2. It doesn't really matter what k-ratios we actually end up with.  The more important question is: can we obtain the same k-ratios (within statistics) on all spectrometers on our instruments, and again, can we obtain the same k-ratios (again, within statistics), compared to other instruments?

3. Maybe we will (likely) discover that on some matrix systems we will do rather better than expected, and on other systems do worse than expected?  Let's perform the experiment!

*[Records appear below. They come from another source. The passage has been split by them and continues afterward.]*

PR #4626, opened 2026-08-24
fix(surveys): re-translate displayed surveys when user language changes

### LINKED ISSUE #4174: Re-translate displayed survey on language change

nandinitiw:
Reopening #4195 as a fresh PR — the original was auto-closed by the stale bot after a week of no activity, not for cause. lucasheriques's last review was positive ("the re-translate path holds up") and all requested changes were already addressed; the GitHub reopen API is failing with an opaque validation error, so opening fresh from the same branch instead. Same commits, same diff.

## What

When a survey popover is on screen, it was never re-translated if the user's language changed mid-session. This happened in two scenarios:
1. `posthog.identify()` / `setPersonPropertiesForFlags()` sets a new `language` person property
2. The browser fires a `languagechange` event (OS/browser language switch)

The TODO comment in `survey-translations.ts` already called this out as a known gap.

Also fixes a gap this surfaced: `$survey_questions[].question` and `$survey_language` were read at capture time, not answer time — if the language changed mid-survey, submitted events showed the *new* language's question text even for questions the user answered under the *old* language.

## How

In `SurveyManager`:
- Register a `window.languagechange` listener in the constructor
- Subscribe to `posthog.onFeatureFlags()` (which fires after `identify()` reloads flags)
- Both call `_onLanguageChange()`, which:
  - No-ops if no survey is in focus, or if the survey hasn't actually rendered yet (gates against a delayed survey — `surveyPopupDelaySeconds` — being forced on screen early by a mid-delay reload, skipping the eligibility recheck the delay timeout does)
  - Re-detects the resolved language
  - No-ops if the language is unchanged (idempotent, safe to call on every flag reload)
  - Otherwise updates `_currentLanguage` and re-renders the popover via `renderPopover()`
- Listeners are cleaned up on `destroy()`
- `_currentLanguage` is cleared when a survey is dismissed

**`questionSnapshots`**: `onNextButtonClick` now snapshots the currently-displayed question text into `questionSnapshots: Record<string, string>` (question id → text) before advancing, and persists it to `InProgressSurveyState` in localStorage. `buildSurveyResponseProperties` in `@posthog/core` now accepts this optional param and prefers snapshot text over the current (possibly re-translated) survey question text, so `$survey_questions` reflects what the user actually saw when they answered. `$survey_language` on `dismissed` now similarly prefers the in-progress language over the current display-time language.

The iOS reference implementation in [posthog-ios #686](https://github.com/PostHog/posthog-ios/pull/686) follows the same pattern.

## Tests

Unit tests covering:
- Re-renders when language differs
- Does not re-render when language is unchanged
- No-ops when no survey is in focus
- Does not re-render a survey that's in focus but not yet rendered (pending delay)
- Clears `_currentLanguage` on dismiss
- Removes `languagechange` listener on `destroy()`
- `questionSnapshots` recorded and used in place of current question text
- A real end-to-end render test: renders a popup via the unmocked `handlePopoverSurvey`, types an answer, fires a real `languagechange` event, and asserts both that the rendered question text updates and that the typed answer survives the re-render

Closes #4174


packages/browser/src/__tests__/extensions/surveys.test.ts
```diff
@@ -496,6 +497,14 @@ describe('SurveyManager', () => {
         surveyManager = new SurveyManager(mockPostHog)
     })
 
+    afterEach(() => {
+        // SurveyManager attaches a 'languagechange' window listener on construction (see
+        // surveys.tsx). Without destroying it, listeners from earlier tests' instances stay
+        // attached and fire on later tests' window.dispatchEvent(new Event('languagechange')),
+        // hitting a stale mockPostHog whose mocks may no longer exist.
+        surveyManager.destroy()
```
turnipdabeets: Confirmed with a run on this head: `jest src/__tests__/extensions/surveys.test.ts` fails with `TypeError: this._posthog.get_property is not a function` inside `_onLanguageChange`, while the same test passes on its own via `-t "updates the rendered question text"`. It passed at the pre-merge head (92/92), so main's newer tests shifted the ordering. This `afterEach` only destroys whatever is in `surveyManager` at that moment — the nested `describe`s reassign it (`new SurveyManager(mockPH)`) and orphan the outer instance, whose `languagechange` listener stays attached. I think we need to track every instance and destroy each one here.

packages/browser/src/extensions/surveys.tsx
```diff
@@ -141,11 +141,63 @@ export class SurveyManager {
...
+
+        this._languageChangeListener = () => this._onLanguageChange()
+        addEventListener(window, 'languagechange', this._languageChangeListener)
+
+        // Re-translate when identify() or setPersonPropertiesForFlags() reloads flags,
+        // which may have updated the 'language' person property.
+        this._unsubscribeFeatureFlags = posthog.onFeatureFlags(() => this._onLanguageChange())
+    }
+
+    public destroy(): void {
```
turnipdabeets: `destroy()` has no production caller — teardown goes through `dispose()`, which `posthog-surveys.ts` calls as `this._surveyManager?.dispose?.()`. `dispose()` landed in #4532 after this branch was written, so as it stands the `languagechange` listener and the `onFeatureFlags` subscription both survive a `posthog.surveys.dispose()`. I think we need to move this cleanup into `dispose()`.

packages/browser/src/extensions/surveys.tsx
```diff
@@ -141,11 +141,63 @@ export class SurveyManager {
...
+            this._languageChangeListener = null
+        }
+        if (this._unsubscribeFeatureFlags) {
+            this._unsubscribeFeatureFlags()
+            this._unsubscribeFeatureFlags = null
+        }
+    }
+
+    private _onLanguageChange(): void {
+        if (isNull(this._surveyInFocus) || !this._surveyIsRendered) {
```
turnipdabeets: [question] `_handleWidget` never calls `_addSurveyToFocus`, so `_surveyInFocus` stays null for `feedback_button` surveys and this returns on the first line — and the render below builds a `SurveyPopup` rather than a `FeedbackWidget`. #4174 mentions widgets too; is popover-only the intended scope here?

.changeset/survey-retranslate-on-language-change.md
```diff
@@ -0,0 +1,6 @@
+---
+'posthog-js': patch
+'@posthog/core': patch
+---
+
+fix(surveys): re-translate displayed surveys when the user's language changes mid-session — handles both browser `languagechange` events and `posthog.identify()` calls that update the `language` person property. Also snapshots each question's displayed text and language at answer time (`questionSnapshots`), so `$survey_questions` and `$survey_language` reflect what the user actually saw rather than the language active when the event was sent.
```
turnipdabeets: [suggestion] "displayed surveys" reads as every survey type, but widgets aren't covered (see the `_surveyInFocus` gate). Could we name popovers explicitly so the changelog doesn't over-promise?

```suggestion
Re-translate popover surveys when the display language changes while the survey is on screen, either from a browser `languagechange` event or from `identify()` updating the `language` person property. In-progress answers are preserved. `$survey_questions[].question` and `$survey_language` on `survey sent` / `survey dismissed` now report the text and language the user saw when they answered, not the language active when the event fired. Feedback-button (widget) surveys are unchanged.
```

packages/core/src/surveys/events.ts
```diff
@@ -45,7 +46,7 @@ export function buildSurveyResponseProperties(
   return {
     $survey_questions: survey.questions.map((question: SurveyQuestionForResponses) => ({
       id: question.id,
-      question: question.question,
+      question: (question.id && questionSnapshots?.[question.id]) ?? question.question,
```
turnipdabeets: [nit] `??` only catches null/undefined, so a question with `id: ''` gives `'' ?? question.question` → `''`. Undefined ids fall through fine. `questionSnapshots?.[question.id ?? ''] ?? question.question` would cover it, if empty ids are reachable.

turnipdabeets (commented):
Thanks for reopening this and for the earlier rounds. Confirmed the diff here is identical to #4195.

A few things need a push before we can merge:

1. Need to address merge conflict
2. The end-to-end test you added now fails on this head. It passes in isolation but fails in the full file — main added tests to that describe and the ordering shifted.
3. #4532 also introduced SurveyManager.dispose(), which is what posthog-surveys.ts actually calls on teardown — destroy() has no production caller anymore. Could you move the listener/subscription cleanup into dispose() so the languagechange listener and onFeatureFlags subscription don't leak on reset?
4. All your commits need to be verified and signed to merge the PR.

I'll help run CI once the above is pushed.

nandinitiw:
Thanks for the detailed review! Addressed the first three:

1. **Merge conflict**: rebased on latest main and resolved. Main had reworked the delayed-render path into `renderAfterDelay`/`renderIfStillEligible` helpers (for delay-resumption-across-navigations) since this diff was last synced, so `_surveyIsRendered = true` now lives in the new `renderAfterDelay` function.

2. **The end-to-end test failing in the full file**: traced this down — several *other* `SurveyManager` instances constructed elsewhere in the same test file were never disposed, so their `languagechange` window listeners stayed attached and fired on my test's real `dispatchEvent` call. Found and fixed three separate leaks: (a) several nested describes reassign the shared `surveyManager` variable without disposing the previous instance — added a `createSurveyManager()` helper that tracks every constructed instance so cleanup covers all of them; (b) a `jest.clearAllMocks()` in the "timeout management" describe left a `jest.spyOn(global, 'clearTimeout')` spy installed rather than restored, which went stale once fake timers tore down — switched to `jest.restoreAllMocks()`; (c) `generateSurveys()`'s own test never disposed the manager it returns — now does, in a `finally`.

3. **`dispose()` vs `destroy()`**: moved the `languagechange` listener removal and `onFeatureFlags` unsubscribe into `dispose()` and removed `destroy()` entirely, since it has no production caller.

4. **Signed commits**: I don't have commit signing configured on this machine yet — need to sort that out on my end before these can be verified. Will follow up once that's set up.

Full survey test suite (268 tests across `surveys.test.ts`, `extensions/surveys.test.ts`, `survey-popup.test.tsx`, `posthog-surveys.test.ts`) passes, along with lint and prettier.

nandinitiw:
All commits on this branch are now signed and verified (SSH signing key registered with GitHub) — re-signed the full commit history and force-pushed. Should show as Verified now.

packages/browser/src/extensions/surveys.tsx
```diff
@@ -144,11 +144,52 @@ export class SurveyManager {
...
+        render(
+            <SurveyPopup
+                posthog={this._posthog}
+                survey={translatedSurvey}
+                removeSurveyFromFocus={this._removeSurveyFromFocus}
+                surveyLanguage={newLanguage}
+                style={this._surveyPopupProps?.style}
+                properties={this._surveyPopupProps?.properties}
+                isSurveyCompleted={this._surveyPopupProps?.isSurveyCompleted}
+            />,
```
turnipdabeets, line 206: `_onLanguageChange` re-renders from `translatedSurvey`, but `handlePopoverSurvey` renders the *override-merged* survey — the one with `options.position` / `options.selector` folded into `appearance`. So a survey shown via `posthog.displaySurvey(id, { displayType: 'popover', position: 'top_left' })` snaps back to its configured position on the first language change. Confirmed against this head:

```
before: top: 0px; left: 0px; transform: translate(30px, 30px);
after : right: 30px;
```

`skipShownEvent` is dropped the same way — harmless today only because `usePopupVisibility`'s effect is `[]`-gated and preact patches in place rather than remounting.

I think this needs the overrides re-applied to the freshly translated survey, not just the stored props spread back in — translating from the raw survey is right (so switching to a language with no translation still falls back to the original), but the merge has to happen again after it. What worked when I tried it: pull the `appearance` merge out of `handlePopoverSurvey` into a small `_applyDisplayOverrides(survey, options)`, keep `options` alongside the popup props, and call it here on `translatedSurvey`. Widening `_surveyPopupProps` to the full `SurveyPopupProps` and spreading it then picks up `skipShownEvent` for free.  With that change applied, surveys.test.ts, extensions/surveys.test.ts, survey-popup.test.tsx and posthog-surveys.test.ts all still pass.

packages/core/src/surveys/events.ts
turnipdabeets: [nit] `''` isn't nullish, so a question with an empty-string id would report an empty `question` here instead of falling back to `question.question`. Not reachable with server-assigned ids, but the precedence is easy to sidestep:

```suggestion
      question: questionSnapshots?.[question.id ?? ''] ?? question.question,
```

turnipdabeets (commented):
Thanks for the updated! One last comment and nit.

nandinitiw:
Thanks for the thorough follow-up! Addressed everything:

**Position/selector overrides lost on language change** — confirmed and fixed. Extracted the override-merge logic out of `handlePopoverSurvey` into `_applyDisplayOverrides(survey, options)`, stored `options` alongside `_surveyPopupProps`, and `_onLanguageChange` now re-derives the survey from the fresh translation (so falling back to the original when there's no translation for the new language still works) and re-applies the same overrides before rendering. Widened `_surveyPopupProps` to the full `SurveyPopupProps` and spread it in the re-render, so `skipShownEvent` comes along for free rather than needing its own explicit carry-through.

Added a regression test: renders via `handlePopoverSurvey` with a `position` override, fires a real `languagechange`, and asserts the position style survives — verified it fails without the fix (snaps to the default `right: 30px` instead of staying at `top: 0; left: 0`) and passes with it.

**`events.ts` empty-string id nit** — applied your suggested fix exactly (`questionSnapshots?.[question.id ?? ''] ?? question.question`), and added tests for it plus the previously-untested snapshot-present/snapshot-absent cases.

**Changeset wording** — used your suggested text verbatim, naming popovers explicitly and calling out that widget surveys are unchanged.

**Widget scope question** — yes, popover-only is the intended scope for this PR; #4174 is tracked as popover behavior and widget re-translation would need its own `_addSurveyToFocus` wiring in `_handleWidget`, which felt like a separate change. Happy to file a follow-up issue for that if useful.

Full survey suite (269 tests) + the new `events.spec.ts` tests + lint + prettier all pass. Mangled property names regenerated for the two new private members (`_applyDisplayOverrides`, `_displayOptions`).

packages/browser/src/extensions/surveys.tsx
```diff
@@ -144,11 +144,73 @@ export class SurveyManager {
...
+        this._languageChangeListener = () => this._onLanguageChange()
+        addEventListener(window, 'languagechange', this._languageChangeListener)
+
+        // Re-translate when identify() or setPersonPropertiesForFlags() reloads flags,
+        // which may have updated the 'language' person property.
+        this._unsubscribeFeatureFlags = posthog.onFeatureFlags(() => this._onLanguageChange())
+    }
+
+    private _onLanguageChange(): void {
+        if (isNull(this._surveyInFocus) || !this._surveyIsRendered) {
```
turnipdabeets: A language flip while a delayed survey is still counting down gets lost, so the survey pops up in the old language. This returns before line 183 updates `_currentLanguage`, so nothing records that the flip happened.

Confirmed: 5s delay, flipped `en`->`fr` mid-delay, advanced timers, got English. posthog-ios fixed the same case in [#686](https://github.com/PostHog/posthog-ios/pull/686) ([`dcd38baa3`](https://github.com/PostHog/posthog-ios/pull/686/commits/dcd38baa3bfd1da3a8294955d1c105f9d6a0a57a)).

I think we want to update `_currentLanguage` here and skip only the `render()`.

packages/browser/src/extensions/surveys.tsx
```diff
@@ -1565,6 +1638,10 @@ export function Questions({
             (index) => index >= 0 && index < survey.questions.length
         )
     })
+    const [questionSnapshots, setQuestionSnapshots] = useState<Record<string, string>>(() => {
+        const inProgressSurveyData = getInProgressSurveyState(survey)
+        return inProgressSurveyData?.questionSnapshots ?? {}
+    })
     const surveyQuestions = useMemo(
         () => getDisplayOrderQuestions(survey, initialInProgressState),
         [survey, initialInProgressState]
```
turnipdabeets: On a shuffled survey, a language change swaps the question the user is looking at and drops whatever they'd typed. The re-render hands `survey` a new identity, so this memo re-runs and reshuffles.

Confirmed: 8-12 of 12 trials showed a different question after the flip; 0/12 on `main`.

I think we need to key the order on `survey.id` and map those ids onto the current questions — text re-translates, order holds.

packages/browser/src/extensions/surveys.tsx
```diff
@@ -1616,6 +1702,7 @@ export function Questions({
                 questionOrder: getQuestionOrder(surveyQuestions),
                 visitedIndices: newVisitedIndices,
                 surveyLanguage,
+                questionSnapshots: newSnapshots,
```
turnipdabeets, line 1760: Pressing Back wipes the snapshots we save here. `onBackButtonClick`'s `setInProgressSurveyState` call omits the field, and the helper replaces the record rather than merging.

Confirmed: `{"a":"Q-a-EN"}` before Back, `undefined` after. A dismiss after that falls back to current-language text.

I think adding `questionSnapshots` to that call covers it.

packages/browser/src/extensions/surveys/surveys-extension-utils.tsx
```diff
@@ -491,9 +494,13 @@ export const dismissedSurveyEvent = (
     }
 
     const inProgressSurvey = getInProgressSurveyState(survey)
+    // Prefer the language snapshotted when the user last answered (answer-time language).
+    // Only fall back to the current display language when no in-progress state exists
+    // (i.e. the survey was dismissed without answering any question).
+    const effectiveLanguage = inProgressSurvey?.surveyLanguage ?? surveyLanguage
```
turnipdabeets: [suggestion] Answering in the default text and then switching to French reports `$survey_language: "fr"`. The stored language is `null` when no translation matched, and `??` treats that as absent.

Checking whether the record exists, rather than its value, would match the comment above.

packages/browser/src/extensions/surveys.tsx
```diff
@@ -931,6 +997,10 @@ export class SurveyManager {
         }
         this._clearSurveyTimeout(survey.id)
         this._surveyInFocus = null
+        this._currentLanguage = null
+        this._surveyIsRendered = false
+        this._surveyPopupProps = null
+        this._displayOptions = undefined
```
turnipdabeets, line 1038: [nit] `cancelSurvey` clears `_surveyInFocus` but leaves these four set. I couldn't turn it into a real bug (`usePopupVisibility` gates on the delay independently), but one nullable `_activeRender` cleared alongside focus would make it correct by construction.

packages/browser/src/__tests__/surveys.test.ts
```diff
@@ -1847,4 +1848,102 @@ describe('surveys', () => {
...
+            name: 'Lang Survey',
+            type: SurveyType.Popover,
+            questions: [{ type: SurveyQuestionType.Open, question: 'Hello?', id: 'q1', description: '' }],
+            appearance: null,
+            conditions: null,
+            start_date: '2024-01-01T00:00:00Z',
+            end_date: null,
+            current_iteration: null,
+            current_iteration_start_date: null,
+            translations: [
```
turnipdabeets: [nit] This `translations: [...]` array shape isn't in the `Survey` type — per-question translations are `Record<string, SurveyQuestionTranslation>` (`packages/core/src/types.ts:745`). These tests mock `_translateSurveyForRendering`, so they'd pass against a broken translator too.

turnipdabeets (commented):
A few more connects and a merge conflict

nandinitiw:
Rebased on latest main (conflict resolved) and fixed all four bugs found in this review round:

**1. Mid-delay language flip was lost** — confirmed and fixed. `_onLanguageChange` returned before updating `_currentLanguage` when the survey was still counting down its popup delay, so when the delay elapsed the popup rendered in whatever language was active when the delay *started*, not the current one. Now `_currentLanguage` updates regardless of render state, and `renderAfterDelay` re-translates from the original survey when the delay actually elapses rather than reusing what was captured at `handlePopoverSurvey` call time. This matches the approach in [posthog-ios#686](https://github.com/PostHog/posthog-ios/pull/686/commits/dcd38baa3bfd1da3a8294955d1c105f9d6a0a57a).

**2. Shuffled survey reshuffled on every language change** — confirmed and fixed. The display-order `useMemo` was keyed on the `survey` object, which gets a new identity on every re-translation. Now the order is computed once per `survey.id` (question ids only) and mapped onto whatever the current (possibly re-translated) question objects are — text updates, order doesn't. Worth noting for the test: with only 2 questions, `reverseIfUnshuffled` makes the "shuffled" result deterministic (there's only one non-identity permutation), which is why the bug wasn't visible in a 2-question test — used 4 questions × 10 trials with fresh survey ids to make the regression test reliable.

**3. Back button wiped `questionSnapshots`** — confirmed and fixed with the change you suggested (added the field to `onBackButtonClick`'s `setInProgressSurveyState` call).

**4. `$survey_language` on dismiss could report the wrong language** — confirmed and fixed with the check you suggested (record presence, not value).

Also fixed the test fixture nit — moved `translations` onto the question object in the correct `Record<string, SurveyQuestionTranslation>` shape.

**On the `cancelSurvey` nit**: rather than the full `_activeRender` refactor, I went with the more contained fix of also clearing `_currentLanguage`/`_surveyIsRendered`/`_surveyPopupProps`/`_displayOptions` there, matching what `_removeSurveyFromFocus` already does. Happy to do the fuller refactor if you'd still prefer it.

Added a regression test for each of the four bugs, each verified locally to fail against the pre-fix code and pass against the fix. Full survey suite (294 tests across 8 files) + lint + prettier all pass. All commits signed and verified.

turnipdabeets (approved):
Approving + #4195 already has an approval from @ioannisj and 👀 from @lucasheriques

packages/browser/src/extensions/surveys.tsx
```diff
@@ -1573,10 +1673,32 @@ export function Questions({
...
+            // Some questions lack an id (older data) — there's no reliable way to map a stable
+            // order onto fresh question objects, so fall back to recomputing fresh each time.
+            return getDisplayOrderQuestions(survey, initialInProgressState)
+        }
+        const byId = new Map(survey.questions.map((question) => [question.id, question]))
+        const mapped = questionOrderIds
+            .map((id) => byId.get(id))
+            .filter((question): question is SurveyQuestion => !!question)
+        return mapped.length === questionOrderIds.length ? mapped : survey.questions
+    }, [questionOrderIds, survey.questions, survey, initialInProgressState])
```
turnipdabeets, line 1703: CI caught this one, and we all missed it in the earlier passes. When two questions share an id — the E2E survey spreads `npsRatingQuestion` twice — the Map keeps only the last one, so question 1 renders as the scale-5 question: `.ratings-number` expected 11, got 5 on all three browsers.

Since `applySurveyTranslation` maps `survey.questions` 1:1, we can carry the order as positions rather than ids — nothing to collide, and the `!questionOrderIds` branch can go away too (it recomputes, and so reshuffles, on every language change for questions without ids). Something like this does it — `question-types.spec.ts` passes and the 85 mocked survey specs stay green:

```suggestion
    // reshuffle — the order on every language change. Compute the order once per survey.id and
    // carry it as positions in survey.questions: applySurveyTranslation rewrites question text
    // in place, never the number of questions or their positions, so the same positions applied
    // to the re-translated questions give the same order with updated text.
    const questionOrder = useMemo(() => {
        const positions = getDisplayOrderQuestions(survey, initialInProgressState).map((question) =>
            survey.questions.indexOf(question)
        )
        // getDisplayOrderQuestions only ever returns questions drawn from survey.questions, so a
        // missing position means an unexpected shape; fall back to the configured order.
        return positions.some((position) => position < 0) ? null : positions
    }, [survey.id, initialInProgressState])
    const surveyQuestions = useMemo(
        () => questionOrder?.map((position) => survey.questions[position]) ?? survey.questions,
        [questionOrder, survey.questions]
    )
```

nandinitiw:
Fixed the failing Playwright E2E test (\`question-types.spec.ts\` — \"rating questions that are on the 10 scale start at 0\").

**Root cause:** the shuffle-reshuffling fix from the previous round mapped stable question ids to freshly-translated question objects via a \`Map\` keyed by \`question.id\`. That test fixture uses two questions sharing the same id (\`nps_rating_1\`), so the Map collapsed them into one entry and the survey rendered the last question twice instead of both distinct ones.

**Fix:** detect duplicate ids in \`questionOrderIds\` and fall back to recomputing the display order directly in that case, the same fallback path already used when questions are missing ids entirely.

Verified: full unit suite (294 tests) passes, the specific failing E2E test now passes, and the full \`playwright/mocked/surveys/\` suite (85 tests) passes cleanly.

So, we've already seen some examples of the accuracy for this MgO-Al2O3-MgAl2O4 system here:

https://smf.probesoftware.com/index.php?topic=1466.msg11076#msg11076

But let's look a bit more systematically at the quant results by exporting the calculated compositions for all the beam current measurements from 5 to 120 nA using the CalcZAF "Standard format" export using this menu in Probe for EPMA:



This export format exports the k-ratios and also the "published" value, so we can perform quantitative analyses using different matrix correction models (and different MAC values).  This format is somewhat similar to the "binary" k-ratio format utilized by Pouchou and Bastin to tune their PAP and XPP phi-rho-z models, but the CalcZAF "standard" format allows one to look at results for materials with three or more elements. Examples of both formats are provided with the CalcZAF/Standard open source application.  See here for more details:

https://smf.probesoftware.com/index.php?topic=1256.0

These binary k-ratio databases were also utilized by myself, Philippe Pinard and Hendrix Demers for our 2019 paper on using non-linear alpha factors to perform fast quant analyses using k-ratios generated from Penepma Monte Carlo calculations:

https://epmalab.uoregon.edu/publ/high_speed_matrix_corrections_for_quantitative_xray_microanalysis_based_on_monte_carlo_simulated_kratio_intensities.pdf

Anywho, once this k-ratio data is exported from Probe for EPMA, we can import it into CalcZAF using this menu:



The output we obtain calculates the composition and relative errors from the "published values, and also calculates an average and standard deviation as seen here for Mg Ka and Al Ka:

Using the Armstrong phi-rho-z we obtain:

"Mg Average"                    .985950
"Mg StdDev"                     .009610

"Mg Minimum"                    .971185
"Mg Maximum"                    1.00052
"Al Average"                    .991880
"Al StdDev"                     .006217
"Al Minimum"                    .985132
"Al Maximum"                    1.00262

Using PAP we obtain:

"Mg Average"                    .987174
"Mg StdDev"                     .009548

"Mg Minimum"                    .972463
"Mg Maximum"                    1.00157
"Al Average"                    1.00198
"Al StdDev"                     .006207
"Al Minimum"                    .995280
"Al Maximum"                    1.01274

So around 1% relative accuracy and sub percent precision using the MgO and Al2O3 as primary standards and MgAl2O4 as a secondary standard measured at beam currents from 5 to 120 nA!

Using the logarithmic dead time correction expression of course.   :D
The only stupid question is the one not asked!